I’ve been here 30 years and I thought if I don’t [retire] now when I’m 89, I’d possibly never move.
There is something poetic about being able to finish a 70-year career by riding off into the sunset, even if it’s on a bright red Vespa crammed with farewell flowers and decades of office memorabilia.
By 1986 Peter Bailey had worked closely with seven prime ministers over four decades and should have been winding down and preparing for retirement. Instead the 59-year-old swapped policy for teaching and research, becoming a Visiting Fellow at the ANU College of Law. This week, after 30 years and several significant publications, Professor Bailey will finally retire.
“I’ve been here 30 years and I thought if I don’t move on now when I’m 89, I’d possibly never move,” he said.
“I really want to be able to do other things. I have got other interests than the academic interests. I have a family and I’m a member of a lot of bodies like Relationships Australia which I’ve been a member of for a long time.
“I just thought I’d like to escape the rigour of the academic environment and relax a bit.”
Professor Bailey’s wife Leila was diagnosed with dementia some years after he joined ANU Law, and sadly she died in 1999.
“I think if she hadn’t died, and if she’d said let’s retire, let’s go down to the coast I would have said yes,” he said.
“But I thought I’d stay here because I was interested in my job.”
Professor Bailey was one of the earliest ANU Law graduates, initially studying law at the ANU’s forerunner and an offshoot of Melbourne University, the Canberra University College. In 1950 he was awarded the Rhodes scholarship for Victoria, and in 1954 he was awarded a Masters of Laws at Melbourne University, which was conferred in Canberra.
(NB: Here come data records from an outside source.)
PR #733, opened 2023-03-24
Color nav bar section titles differently from links

MarkLodato:
Previously all nav bar text entries were rendered identically, whether or not it was clickable. (Section titles are not clickable.) This made it a little hard to read.

Now (non-clickable) section titles are rendered differently from (clickable) links. The new color is light green, the same color as the prior hover text. This seems like a decent compromise to me. I experimented with bold, small caps, and others, but a slight change in color seemed the most subtle and useful.

To make this distinct from hover, hover/focus is now rendered the same as on the main page: with an underline rather than a change of color.

**For reviewers:** Do you think this is better?

In the screenshots below, "About SLSA" is the current page and the mouse is over "Verifying build systems" (i.e. hover/focus).

Before | After
--- | ---
before | after

### DIFF
--- a/docs/_includes/nav-level.html
+++ b/docs/_includes/nav-level.html
@@ -11,7 +11,7 @@
           {{ subitem.title | escape }}
         </a>
       {%- elsif subitem.children.size > 0 %}
-        {{ subitem.title | escape }}
+        <span class="section-title">{{ subitem.title | escape }}</span>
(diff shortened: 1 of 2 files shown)


joshuagl:
Nice change. I really like using a different style for the titles! Could we further distinguish it from the active/hovered over entry?

joshuagl (approved):
Thank you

Through the duration of his 40-year-long career in the public service he worked with seven prime ministers, from Menzies to Fraser. He began in 1946 as personal assistant to Sir George Knowles, who at the time was Secretary of the Attorney-General’s Department. He moved across to Treasury, rising to the unusual rank of First Assistant Secretary in the Office of the Prime Minister Harold Holt.
“When Mr Holt became the PM I said I didn’t want to be a private secretary so I was appointed as First Assistant Secretary, a position which never occurred again,” he said.
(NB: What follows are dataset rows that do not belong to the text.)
PR #737, opened 2023-03-24
Split 'expectations' into two terms

### LINKED ISSUE #736: Who sets expectations?
Following up on the discussion from #675 , I think we can still improve the language around setting expectations. We currently have

>During package upload, a package ecosystem can ensure that the artifact’s provenance matches the known expectations for that package name before accepting it into the registry

and

> Consumers can set their own expectations for artifacts or use default expectations provided by the package producer and/or package ecosystem.

@olivekl pointed out that these sentences imply that "expectations" can have two meanings: the expected values publicized by the producer and the expected values the consumer uses for verification. https://github.com/slsa-framework/slsa/pull/675#discussion_r1140712387

I propose that we use "expected values" or "expected <provenance field>" for the former (publicized by producer) and "verification policy" for the latter (enforced by party performing verification).

kpk47:
Following up on the discussion from https://github.com/slsa-framework/slsa/pull/675 , I think we can still improve the language around setting expectations. We currently have

> During package upload, a package ecosystem can ensure that the artifact’s provenance matches the known expectations for that package name before accepting it into the registry

and

> Consumers can set their own expectations for artifacts or use default expectations provided by the package producer and/or package ecosystem.

@olivekl pointed out that these sentences imply that "expectations" can have two meanings: the expected values publicized by the producer and the expected values the consumer uses for verification. https://github.com/slsa-framework/slsa/pull/675#discussion_r1140712387

I propose that we use "expected values" or "expected " for the former (publicized by producer) and "verification policy" for the latter (enforced by party performing verification).

Fixes #736


docs/spec/v1.0/terminology.md
```diff
@@ -281,6 +283,7 @@ implemented for different, broadly defined, package ecosystems.
 | Term | Example |
 | ---- | ------- |
 | Expectations | Defined separately for each package and stored in the package registry. |
+| Verification policy | An exact copy of the expectations. |
```
olivekl, line 286: Is "an exact copy of the expectation" in this example meant to show that in some cases you could choose to set exactly the expectations as the verification policy? I think that makes sense, but is there any chance this could be misunderstood as meaning the verification policy should always match expectations in an open source context? (Assuming that's not what you want to imply?)

docs/spec/v1.0/verifying-artifacts.md
```diff
@@ -81,35 +81,35 @@ A <dfn>monitor</dfn> is a service that verifies provenance for a set
...
+ecosystem may maintain a mapping between package names and their canonical
+source repositories. That mapping constitutes a verification policy. The package
+ecosystem tooling compares artifacts' provenance against its verification policy
+during upload to ensure all packages in the ecosystem are built from their
+canonical source repo, which indicates their authenticity.
+
+A verification policy MUST be sufficient to detect or prevent an adversary from
+injecting unofficial behavior into the package. Example [threats](threats.md) in
+this category include building from an unofficial fork or abusing a build
+parameter to modify the build. Usually verification policy identifies the
```
olivekl, line 104:
```suggestion
parameter to modify the build. Usually the verification policy identifies the
```

docs/spec/v1.0/requirements.md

He held that position when the Prime Minister disappeared off the coast of Victoria.
“Holt’s press officer Tony Eggleton rang me and we agreed I should be the one to tell Holt’s wife Zara that the Prime Minister was missing, while he arranged for a VIP plane to Melbourne” he said.
“Zara asked me if Holt had been wearing his sandshoes and when I said ‘yes’ I remember she said with horror – ‘Oh, he’s gone’. I never understood why she said this.”
Professor Bailey assisted in the negotiations to establish the Australian Human Rights Commission and was the inaugural CEO and Deputy Chairman of the Commission from 1981-86. In 1972 he was awarded an OBE while in the public service and in 1999 he received an AM while at ANU Law.
He joined the law school in 1986 when the then Dean, Professor David Hambly, offered him a role as a visiting fellow teaching human rights in the new civil liberties course.
At a morning tea on Wednesday, the College’s current Dean Professor Stephen Bottomley referred to Professor Bailey’s illustrious career, contribution to ANU Law and the esteem in which he is held among staff.
“Peter is one of Australia’s foremost thinkers and contributors in the law on human rights, and in his time here many generations of students have had the immense benefit of his knowledge, wisdom and insight,” he said.
“As his colleagues we have also greatly enjoyed his involvement in our teaching, research and administrative activities. In his quietly spoken but passionate manner, Peter has been the embodiment of the collegial spirit that we strive to maintain.”
When Professor Bailey started at ANU College of Law he rode in on a BMW 800. While that model is a tad too heavy these days, he will proudly ride out on his shiny red Vespa.